Two-phase crystallisation in a carpet of inertial spinners

TL;DR

This paper investigates how hydrodynamic interactions among inertial spherical spinners lead to concentration-dependent crystallization patterns, including uniform hexagonal structures and phase separation at higher densities.

Contribution

It reveals the role of non-monotonic hydrodynamic repulsion and spinning frequency variations in the crystallization and phase separation of inertial spinners.

Findings

Rapid formation of uniform hexagonal structures at semi-dilute concentrations

Coexistence of high and low density spinner phases at higher surface coverage

Crystallization driven by concentration-dependent hydrodynamic interactions

Abstract

We study the dynamics of torque driven spherical spinners settled on a surface, and demonstrate that hydrodynamic interactions at finite Reynolds numbers can lead to a concentration dependent and non-uniform crystallisation.
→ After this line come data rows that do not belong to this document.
PR #6945, opened 2024-10-04
[SPIR-V] Implement EvaluateAttribute* functions

### LINKED ISSUE #3649: [SPIR-V] Support EvaluateAttribute* intrinsics
Currently, SPIR-V backend does not support `EvaluateAttribute*` intrinsics.

According to the discussion in https://github.com/KhronosGroup/glslang/issues/2584, `OpInterpolate*` needs a pointer operand rather than `OpLoad`. Based on the offline discussion with @greg-lunarg we need a spirv-opt pass to replace `OpLoad` operand of `OpInterpolate*` to the pointer loaded by the `OpLoad`.

When a spirv-opt pass is prepared, we can simply let DXC emit `OpInterpolate*` for `EvaluateAttribute*`. Since it will just follow typical code generation routine, it will use `OpLoad` for its operand. We can rely on the spirv-opt pass to make it correct (as a part of the legalization pass).

cassiebeckley:
Emits SPIR-V InterpolateAt* instructions from the GLSL.std.450 extended instruction set for EvaluateAttribute*. Relies on the optimizer's copy propagate passes to ensure that these instructions are passed valid pointers in the Input storage class after legalization.

Fixes #3649


tools/clang/test/CodeGenSPIRV/intrinsics.evaluate-attribute-at-sample.hlsl
```diff
@@ -0,0 +1,44 @@
...
+	a[4] = float4(EvaluateAttributeAtSample(gl_PointCoord, 4), 0, 0);
+}
+
+// CHECK: %setValue = OpFunction
+void setValue(float4 input) {
+// CHECK: [[val:%[0-9]+]] = OpLoad %v4float %input
+// CHECK:                   OpStore %temp_var_v4float_1 [[val]]
+// CHECK:                   OpExtInst %v4float [[instSet]] InterpolateAtSample %temp_var_v4float_1 %uint_1
+	a[1] = EvaluateAttributeAtSample(input, 1);
+}
```
s-perron, line 44: Missing new line at the end of the file.

tools/clang/test/CodeGenSPIRV/intrinsics.evaluate-attribute-centroid.hlsl
```diff
@@ -0,0 +1,45 @@
...
+}
+
+
+// CHECK: %setValue = OpFunction
+void setValue(float4 input) {
+// CHECK: [[val:%[0-9]+]] = OpLoad %v4float %input
+// CHECK:                   OpStore %temp_var_v4float_1 [[val]]
+// CHECK:                   OpExtInst %v4float [[instSet]] InterpolateAtCentroid %temp_var_v4float_1
+	a[1] = EvaluateAttributeCentroid(input);
+}
```
s-perron, line 45: New line at the end of the file.

tools/clang/test/CodeGenSPIRV/intrinsics.evaluate-attribute-snapped.hlsl
```diff
@@ -0,0 +1,55 @@
...
+}
+
+// CHECK: %setValue = OpFunction
+void setValue(float4 input) {
+// CHECK:    [[val:%[0-9]+]] = OpLoad %v4float %input
+// CHECK:                      OpStore %temp_var_v4float_1 [[val]]
+// CHECK: [[offset:%[0-9]+]] = OpConvertSToF %v2float [[v2int_1_1]]
+// CHECK:                      OpExtInst %v4float [[instSet]] InterpolateAtOffset %temp_var_v4float_1 [[offset]]
+	a[1] = EvaluateAttributeSnapped(input, int2(1,1));
+}
```
s-perron, line 55: new line at the end of the file.

s-perron (approved):
LGTM. You are missing the end-of-line at the end of a few files.

tools/clang/lib/SPIRV/SpirvEmitter.cpp
```diff
@@ -11939,6 +11945,44 @@ SpirvInstruction *SpirvEmitter::processIntrinsicUsingGLSLInst(
   return nullptr;
 }
 
+SpirvInstruction *SpirvEmitter::processEvaluateAttributeAt(
+    const CallExpr *callExpr, hlsl::IntrinsicOp opcode, SourceLocation loc,
+    SourceRange range) {
```
amaiorano, line 11950: Should `loc` and `range` should be const refs? So like: `const SourceLocation& loc, const SourceRange& range`

s-perron: The standard idiom in LLVM is to pass them by value. SourceLocation is a class with just a single member, so that can be passed in a register. SourceRange is two SourceLocations, so I believe it can be passed in a register as well. However, that depends on the ABI.

amaiorano: ACK.

amaiorano (approved):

At semi-dilute concentrations, we observe a rapid formation of a uniform hexagonal structure in the spinner monolayer. We attribute this to repulsive hydrodynamic interactions created by the secondary flow of the spinning particles. Increasing the surface coverage leads to a state with two co-existing spinner densities. The uniform hexagonal structure deviates into a high density crystalline structure surrounded by a continuous lower density hexatically ordered state. We show that this phase separation occurs due to a non-monotonic hydrodynamic repulsion, arising from a concentration dependent spinning frequency.